Brady Urological Institute, Johns Hopkins Medical Institutions, Baltimore, MD 21224, USA.
Urology. 2011 Apr;77(4):957-62. doi: 10.1016/j.urology.2010.12.011. Epub 2011 Feb 18.
To examine the risk of postoperative hernia development in men undergoing transperitoneal and extraperitoneal laparoscopic radical prostatectomy (LRP). Open radical retropubic prostatectomy increases the risk of postoperative inguinal hernia development within the first 2 postoperative years. It is less clear to what extent minimally invasive radical prostatectomy techniques affect the incidence of hernia development.
A total of 651 LRP patients were mailed follow-up surveys regarding hernia development. Of these 651 patients, 378 responded (58%). Of the 378 patients, 308 had complete medical records for review. The mean follow-up for the fully evaluable cohort was 33.9 months (median 29.5, range 3-87). The potential risk factors for hernia (ie, previous hernia, age, surgical approach, pelvic lymph node dissection, bladder neck contracture, and operative time) were evaluated as categorical and/or continuous variables and using the univariate Cox proportional hazard ratio and Kaplan-Meier analyses. Preoperatively diagnosed inguinal hernias were repaired laparoscopically at LRP.

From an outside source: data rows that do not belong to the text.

PR #1233, opened 2022-11-15
Fix problem of duplicate HDU and ASDF arrays with embedded asdf in FITS files

### LINKED ISSUE #1232: Unnecessary duplicate arrays when using asdf embedded in FITS files
JP-2900 reports a failure of `calwebb_spec3 `when it tries to create source-based products containing slit cutouts from multiple exposures. In one case the asdf extension grew to larger than 4GB, exceeding the size that astropy.io.fits can handle for a binary table entry. This revealed two problems. First, the pipeline was generating cutouts that made no sense (with vertical sizes in pixel in the hundreds) illustrating a problem with the segmentation algorithm and the lack of a sensible filter to reject cases of considerable confusion of sources. This led to trying to stuff many large cutouts into one file. Second, and the one related to a problem with ASDF, is that the same cutout array appeared both in a FITS HDU, and in the ASDF content contained in the ASDF HDU, meaning that data was unnecessarily duplicated in the file.

perrygreenfield:
This fixes #1232 

This is currently an incomplete PR (mainly awaiting results from JWST pipeline tests), and possible discussion about the ASDF behavior with regard to handling FITS blocks.

To summarize the original problem, when collecting slit cutouts (e.g., from slitless or MSA observations) of the same source from multiple exposures into one file, it was found that the cutout data appeared in both FITS extensions and the embedded ASDF, essentially doubling the amount of space the file was using, unnecessarily. This was manifested as an error when one such file required an ADSF extension size more than 4GB, exceeding the permitted astropy.io.fits size for the contents of a FIT binary table cell.

The cause of this problem appears to happen in more than one place in the code. Most explicitly, the current ASDF code presumes that an attribute in the ASDF that refers to a NDArray object, should not be mapped to a FITS block. When extracting the data from exposure-based collections of slit cutouts, these will be represented as NDArrays in the resulting ASDF tree, thus preventing them from being converted to FITS blocks (The FITS extensions are created with such data, but ASDF will not update the tree to refer to the FITS HDUS). But beyond that issue, somewhere in the code (as yet not clear) the two entities no longer refer to the same buffer pointer, and other ASDF code prevent the creation of a FITS block if they do not share the same buffer pointer, even if the two arrays are identical in shape, type, and contents.

To correct the existing problem, the requirement that the ASDF array not be an NDArray was removed, and in two other areas of the code, if identical buffer pointers were not found, an additional test to see if the two arrays had identical content, thus allowing the creation of a FITS block anyway. These changes only broke one existing test, the last test “test_array_view_different_layout”. This test has been disabled since there are significant questions as to how the ASDF library should behave in such a case.

There is a larger question of what the actual semantics of the handling of FITS blocks should be. I do not see such explained clearly anywhere, and it is not clear to me that the current assumptions are what should be desired. For example, in the above referred to failing test, a new tree attribute is created as a view of an existing FITS HDU data array, and the test assumes that attribute should become another FITS block. But should it? Why not allow it to determine if should instead be an internal ASDF array (we do allow such for GWCS arrays)? Or a distinct FITS HDU instead. I believe we should be more careful about what we describe how FITS blocks behave. Currently much is implicit and not clearly spelled out. I tend to be of a mind that we should allow FITS blocks when the array is identical to an existing HDU, if not the same memory contents. For array views we should be explicit that FITS will not support what ASDF  allows in that regard (the views will be different contents one way or the other (either a different HDU or an ASDF internal array)

### DIFF
--- a/CHANGES.rst
+++ b/CHANGES.rst
@@ -14,6 +14,7 @@
 - Close files opened during a failed call to asdf.open [#1221]
 - Modify generic_file for fsspec compatibility [#1226]
 - Add fsspec http filesystem support [#1228]
+- Fix problem with duplicate arrays with asdf embedded in FITS files [].
 
 2.13.0 (2022-08-19)
 -------------------
--- a/CHANGES.rst
+++ b/CHANGES.rst
@@ -14,7 +14,7 @@
 - Close files opened during a failed call to asdf.open [#1221]
 - Modify generic_file for fsspec compatibility [#1226]
 - Add fsspec http filesystem support [#1228]
-- Fix problem with duplicate arrays with asdf embedded in FITS files [].
+- Fix problem with duplicate arrays with asdf embedded in FITS files [#1233]
 
 2.13.0 (2022-08-19)
 -------------------
--- a/asdf/fits_embed.py
+++ b/asdf/fits_embed.py
@@ -91,15 +91,17 @@ class _EmbeddedBlockManager(block.BlockManager):
 
     def find_or_create_block_for_array(self, arr, ctx):
         from .tags.core import ndarray
-
-        if not isinstance(arr, ndarray.NDArrayType):
-            base = util.get_array_base(arr)
-            for hdu in self._hdulist:
-                if hdu.data is None:
-                    continue
-                if base is util.get_array_base(hdu.data):
-                    return _FitsBlock(hdu)
-
+        base = util.get_array_base(arr)
+        for hdu in self._hdulist:
+            if hdu.data is None:
+                continue
+            if base is util.get_array_base(hdu.data):
+                return _FitsBlock(hdu)
+         
+            if ((hdu.data.dtype == arr.dtype) and 
+                (hdu.data.shape == arr.shape) and
+               np.all(hdu.data == arr)):
+                return _FitsBlock(hdu)
         return super().find_or_create_block_for_array(arr, ctx)
 
 
--- a/asdf/fits_embed.py
+++ b/asdf/fits_embed.py
@@ -91,16 +91,15 @@ class _EmbeddedBlockManager(block.BlockManager):
 
     def find_or_create_block_for_array(self, arr, ctx):
         from .tags.core import ndarray
+
         base = util.get_array_base(arr)
         for hdu in self._hdulist:
             if hdu.data is None:
                 continue
             if base is util.get_array_base(hdu.data):
                 return _FitsBlock(hdu)
-         
-            if ((hdu.data.dtype == arr.dtype) and 
-                (hdu.data.shape == arr.shape) and
-               np.all(hdu.data == arr)):
+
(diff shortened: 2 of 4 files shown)


WilliamJamieson:
I'm going to convert this to a draft until it is decided that this is "complete".

braingram:
I worry that checking based on value might lead to strange behavior when multiple hdus are equal. This could result in inclusion of all hdus (as those are added before the tree serialization) and the tree would have multiple arrays that point to the same hdu (and some hdus that point to no arrays).

Perhaps we should check for unrefereced hdus and warn or throw an exception. Can you think of any instances where this might cause an issue?

Also FWIW I pushed some of the changes I've been testing to a branch on my fork: https://github.com/braingram/asdf/tree/bug/hdu_array_link_breaking
Here's the diff:
https://github.com/asdf-format/asdf/compare/master...braingram:asdf:bug/hdu_array_link_breaking?expand=1

braingram:
I opened a PR on your fork with a new test that illustrates an issue with using equality to match hdus and arrays on write https://github.com/perrygreenfield/asdf/pull/1
This creates files where multiple arrays in the tree reference the same HDU. On read, this means that modifying any of those arrays changes the same memory.

There is an additional issue of nan != nan which I think would mean that any array with nan would still be duplicated in the hdu and internal blocks.

perrygreenfield:
Good point about NaNs. Yes, the comparison would have to deal with that. The main question is there any way of avoiding doing the equality check.

As Howard mentions, it is currently unlikely the pipeline would have a problem with that since they generally copy arrays on reading. But I agree if this can be avoided it would be preferable..

braingram:
I believe the changes in my branch fixes this issue: https://github.com/braingram/asdf/tree/bug/hdu_array_link_breaking I'm rerunning the jwst tests now but it passes the minimal cases for asdf, stdatamodels and jwst and passes all tests for asdf and stdatamodels (locally).

The main changes are adding NDArrayType in util.get_array_base here:
https://github.com/asdf-format/asdf/blob/master/asdf/util.py#L89

and removing the test for NDArrayType in fits_embed during find_or_create_block_for_array here:
https://github.com/asdf-format/asdf/blob/master/asdf/fits_embed.py#L95

If we decide to go in this direction, should I open a separate PR or should we merge the changes into your branch?

I cherry picked the test for hdu independence and fixed a bug in it so it checks for that possible issue as well.

Full diff with the master branch is here: https://github.com/asdf-format/asdf/compare/master...braingram:asdf:bug/hdu_array_link_breaking?expand=1

perrygreenfield:
I've just looked your version over and it looks good to me as far as I can tell. So the main issue is that one could have a NDArrayType as a value as well, thus needing to dig down further to get the base. Eliminating the equality check is a big plus. I wonder if that first test is even necessary given the elimination of the equality check.

Just issue your own PR and we will go with that. I'll delete mine.

braingram:
Thanks for looking it over. I opened a PR. Hopefully we squished the bug!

The incidence of postoperative inguinal hernia was 5.2% (16 of 308). After transperitoneal LRP (n = 122), 7.4% (9/122) reported an inguinal hernia, a few (29%) of which occurred within 2 years after LRP. After extraperitoneal LRP (n = 186), only 3.8% (7/186) reported an inguinal hernia, all of which occurred within 2 years after LRP. Kaplan-Meier analysis, however, demonstrated no effect of the surgical approach on the inguinal hernia incidence (P = .65). No risk factor was significantly associated with the postoperative hernia risk. One incisional hernia was noted (0.3%, 1 of 308), at a 5-mm extraperitoneal port site. Of the 308 men in the present study, 21 (6.8%) had undergone synchronous hernia repair, with no recurrences.
The incidence of inguinal hernia after LRP was similar, regardless of the laparoscopic approach, and was comparable or lower than the risk noted in published open radical retropubic prostatectomy series. No specific risk factors for post-LRP inguinal hernia development were identified.
探讨经腹腔和腹膜外腹腔镜根治性前列腺切除术(LRP)后男性术后疝发展的风险。开放式根治性耻骨后前列腺切除术增加了术后 2 年内腹股沟疝发展的风险。微创根治性前列腺切除术技术对疝发展的影响程度尚不清楚。
对 651 例 LRP 患者进行了疝发展的随访调查。在这 651 名患者中,有 378 名(58%)做出了回应。在 378 名患者中,有 308 名有完整的病历可供审查。完全评估队列的平均随访时间为 33.9 个月(中位数为 29.5,范围为 3-87)。疝的潜在危险因素(即既往疝、年龄、手术途径、盆腔淋巴结清扫术、膀胱颈挛缩和手术时间)作为分类和/或连续变量进行评估,并使用单变量 Cox 比例风险比和 Kaplan-Meier 分析。术前诊断为腹股沟疝的患者在 LRP 时行腹腔镜修补术。
术后腹股沟疝的发生率为 5.2%(308 例中有 16 例)。经腹腔 LRP(n=122)后,7.4%(9/122)报告有腹股沟疝,其中少数(29%)发生在 LRP 后 2 年内。经腹膜外 LRP(n=186)后,仅 3.8%(7/186)报告有腹股沟疝,均发生在 LRP 后 2 年内。然而,Kaplan-Meier 分析表明,手术途径对腹股沟疝的发生率没有影响(P=0.65)。没有风险因素与术后疝风险显著相关。在本研究的 308 名男性中,有 1 名(0.3%,1/308)发生切口疝,位于腹膜外 5mm 端口部位。在本研究的 308 名男性中,有 21 名(6.8%)同时行疝修补术,无复发。
LRP 后腹股沟疝的发生率与腹腔镜途径无关,与已发表的开放式根治性耻骨后前列腺切除术系列相似,或更低。未发现 LRP 后腹股沟疝发展的特定危险因素。